Welcome to the story of the Austens — made-up people with a wild accumulation of fictional (but factual) circumstances that raise all kinds of probate and fiduciary litigation issues. What potential problems do you spot here? What are the arguments to be made on all of these contentious issues? Stay tuned to Beyond the Will throughout the next few months as we dig deep into this family’s saga.
The Austen family had been running a rental real estate company, Oceanic Real Estate, LLC, in Massachusetts for over forty years. The company was founded by Jack Austen, who immigrated to the United States from the South Pacific at a young age. He became a United States citizen in his early twenties and founded the company shortly thereafter. He began purchasing and renovating residential real estate properties and using the rental income paid by tenants to purchase additional properties.
Oceanic Real Estate, LLC was a Massachusetts-based limited liability company. Jack was the initial member of the company but, over the years, gifted a portion of his membership interest to his children, Kate (age 35), Charlie (age 32), and Claire (age 30). The value of the underlying real estate owned by the company was projected to be over fifteen million dollars.
Two of his children, Kate and Charlie, took an early interest in the company. Jack’s youngest child, Claire, unfortunately, could not help with the company due to various disabilities.
Kate and Charlie both went to college out of state. Kate returned to Massachusetts immediately after graduating in 2007 and began assisting her father with the company’s management. As time went on, she became responsible for coordinating development projects and handling the company’s finances. Jack began referring to her as his right-hand woman and continually promised to leave the bulk of the company to her when he died.
Charlie graduated from college in 2010 and decided to spend some time traveling before settling back in Massachusetts. Jack appointed him project manager, but after a few years, Charlie was eager to move up within the company like his sister Kate.
Jack’s spouse, Juliet, had little involvement with the company since the beginning and focused on raising their three children. Juliet spent the most time with Claire, who was diagnosed with schizophrenia and bipolar disorder as a teenager. Unfortunately, Claire was unable to maintain steady employment.
After hiring both Kate and Charlie to work full time in the company, Jack decided that he would retire at the age of 75 with the intent that the company would remain in the family. He met with an attorney, Eko Hume, in 2016 to discuss a succession plan. Attorney Hume reviewed the Operating Agreement for the LLC and the membership interests held by Kate and Claire, each of whom held a two percent membership interest, with Jack holding the remaining ninety-six percent. Jack stated that he had made gifts of a one percent membership interest to each of Kate and Claire in 2013 and 2014.
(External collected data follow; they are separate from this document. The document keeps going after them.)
PR #125, opened 2026-08-14
fix: correct Local AI-First Agent text expectation in test

Ayush7614:
## Summary
- Update the chat-log splash test to expect the current “Local AI-First Agent” title.
- Includes the splash-banner command tips from `fix/splash-banner-commands` (this branch is stacked on that one).

## Test plan
- [ ] `npm test -- src/tui/components/chat-log.test.tsx`
- [ ] Confirm the splash banner title and `/observe` `/manage` `/run` tips render in TUI.

### DIFF
--- a/src/tui/components/chat-log.test.tsx
+++ b/src/tui/components/chat-log.test.tsx
@@ -25,7 +25,7 @@ describe("ChatLog", () => {
     const state = createInitialTuiState(BASE_SESSION);
     const { lastFrame } = render(<ChatLog state={state} />);
     const text = strip(lastFrame() ?? "");
-    expect(text).toContain("Local-First AI Agent");
+    expect(text).toContain("Local AI-First Agent");
     expect(text).toContain("/help");
   });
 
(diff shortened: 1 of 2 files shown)


sosidudku1:
Thanks for this one, @Ayush7614 — and sorry it sat open as long as it did.

You caught a real inconsistency. That string was introduced in one commit that hand-copied the same tagline into four places, and three of them got `Local AI-First Agent` while `chat-log.test.tsx` got the words transposed. It sat there unnoticed for weeks. Spotting a two-word swap in a test assertion is exactly the kind of thing that is easy to scroll past, so thank you for actually stopping on it.

Since then `main` has moved past it in a way that makes the patch unmergeable:

1. **The tagline assertion is gone.** #151 made the start page adapt to terminal size, so the tagline is not always drawn — a short terminal drops it. The test now asserts that *some* logo mark is rendered instead of matching on text, and the string itself moved into a single `TAGLINE` constant in `logo.tsx`. One source, so the two copies can no longer drift apart.
2. **The splash tips moved.** They no longer live in `splash-banner.tsx`; the list is now `SPLASH_TIPS` in `splash-fit.ts`, where each entry carries both roomy and terse copy and the tail is dropped on narrow surfaces. The `<Tip>` elements this patch edits are not there anymore.

Closing as superseded rather than rejected — the underlying fix was right, we just arrived at it from a different direction while this was waiting. Three PRs from you in one day, all of them pointing at genuine problems, is a better hit rate than most drive-by contributions get.

If you feel like sticking around, our Discord is at https://discord.gg/kXWDFSJpMW. Given you do community work, you would probably find the conversation there interesting either way — and I would rather point you at something currently open than have you spend effort on another patch that history overtakes.

PR #126, opened 2026-08-14
fix: correct preset row index in provider wizard tests

Ayush7614:
## Summary
- Fix provider-wizard tests to use `3 +` preset row indexing (was `2 +`) so Local Ollama / Ollama Cloud rows are selected correctly.
- This branch is stacked: also includes splash-banner command tips and the Local AI-First Agent test-title fix.

## Test plan
- [x] `npm test -- src/tui/llm-panel/providers/provider-wizard.test.ts` (or the colocated wizard test that asserts preset rows)
- [x] Walk the provider setup wizard and confirm Local Ollama and Ollama Cloud land on the expected rows.

### DIFF
--- a/src/tui/components/chat-log.test.tsx
+++ b/src/tui/components/chat-log.test.tsx
@@ -25,7 +25,7 @@ describe("ChatLog", () => {
     const state = createInitialTuiState(BASE_SESSION);
     const { lastFrame } = render(<ChatLog state={state} />);
     const text = strip(lastFrame() ?? "");
-    expect(text).toContain("Local-First AI Agent");
+    expect(text).toContain("Local AI-First Agent");
     expect(text).toContain("/help");
   });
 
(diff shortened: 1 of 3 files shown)


sosidudku1:
Thanks for digging into this, @Ayush7614 — and sorry it took us a while to get back to you.

Since this was opened, `main` has moved past all three of the fixes here, so there is nothing left to merge:

1. **Preset row index.** The magic offset is gone entirely. `providers-wizard-key-bindings.test.ts` now derives rows from a `presetRowIndex()` helper that reads the real `KIND_ROW_ORDER`, so there is no `2 +` or `3 +` to correct. You were right that the hardcoded offset was fragile — we ended up removing the offset instead of updating it.
2. **Splash banner tips.** #151 made the start page adapt to terminal size. The tip list moved out of the component into a `SPLASH_TIPS` constant in `splash-fit.ts`, where each entry carries both roomy and terse copy and the tail is dropped on short terminals. The `<Tip>` elements this patch edits no longer exist.
3. **Chat log title.** That assertion was dropped. The test now checks that a logo is drawn at all, since the mark shrinks with the surface.

Closing as superseded, not rejected. The `/observe`, `/manage` and `/run` tips are a fair point on their own — `SPLASH_TIPS` is ordered by priority and the tail gets cut first, so it is worth a separate discussion about which entries earn a slot.

If you want to pick up something else, we hang out in Discord: https://discord.gg/kXWDFSJpMW — happy to point you at an issue that is actually open, or talk through what the wizard needs next.

PR #128, opened 2026-08-15
docs: highlight new Ollama (local) preset in README

yablokolabs:
Adds mention of dedicated Ollama (local) preset in provider wizard
- Notes auto-detection and streamlined setup in v0.2.1
- Improves discoverability of new local model preset feature

### DIFF
--- a/README.md
+++ b/README.md
@@ -295,6 +295,8 @@ In the TUI, open the LLM tab, add a provider, and pick **Ollama (local)** (or **
 
 Model ids are the tags the server reports, `qwen2.5:0.5b` or `llama3.2:latest` for Ollama, so use the same name you passed to `ollama pull`. The list comes from the server's own `/v1/models`, which means anything you have pulled shows up without a restart.
 
+**New in v0.2.1**: The provider wizard now includes a dedicated **Ollama (local)** preset that auto-detects your local Ollama server and provides a streamlined setup experience.
+
 | Preset | Endpoint |
 | --- | --- |
 | Ollama (local) | `http://localhost:11434` |


sosidudku1:
Thanks for taking the time to open this, and for reading the local-model section closely enough to want it clearer.

I'm going to pass on this one, for three reasons:

**It's already covered.** Two paragraphs above the insertion point, the section walks through exactly this: open the LLM tab, add a provider, pick **Ollama (local)**, and the wizard skips the key screen because a local server has no API key. The preset table right below the new line lists `Ollama (local) | http://localhost:11434`, and the paragraph after it separates the local preset from Ollama Cloud. The added sentence restates its neighbours rather than adding to them.

**The auto-detect claim isn't accurate.** The preset does not detect anything. It's a hardcoded default (`baseUrl: "http://localhost:11434"`, flagged `local`) in `src/tui/providers/provider-presets.ts`. There's no port probe and no check that a server is running — if `ollama serve` isn't up, you find out when the model list comes back empty. Shipping "auto-detects your local Ollama server" would set an expectation the code doesn't meet.

**We don't keep version badges in the README.** There are no other "New in vX" markers in the file, and the preset landed back in v0.2.1 (#122) — we're several releases past that now, so the badge would read as stale the day it merged. Release notes are where that belongs.

If you'd like to improve this section, here's a gap that's actually open: the README never says what happens when the Ollama server *isn't* running — the model list simply comes back empty, with no hint to go start it. A sentence covering that would be a real addition, and I'd be glad to review it.

yablokolabs:
Opened a new PR with the requested rework and the relevant updates consolidated into a clean follow-up: #204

Attorney Hume asked who had prepared the transfer documents each time Jack gifted a portion of his membership interest to his children. Jack admitted that the documents were prepared in-house but that his accountant was aware of each transaction, and the K-1s for the LLC reflected the appropriate membership interests. Attorney Hume asked Jack if gift tax returns were ever prepared in connection with the gifts of the membership interests in the LLC, and Jack admitted he was unaware gift tax returns were required to be filed. Attorney Hume advised that given the projected value of the company, gift tax returns likely should have been prepared in connection with each gift.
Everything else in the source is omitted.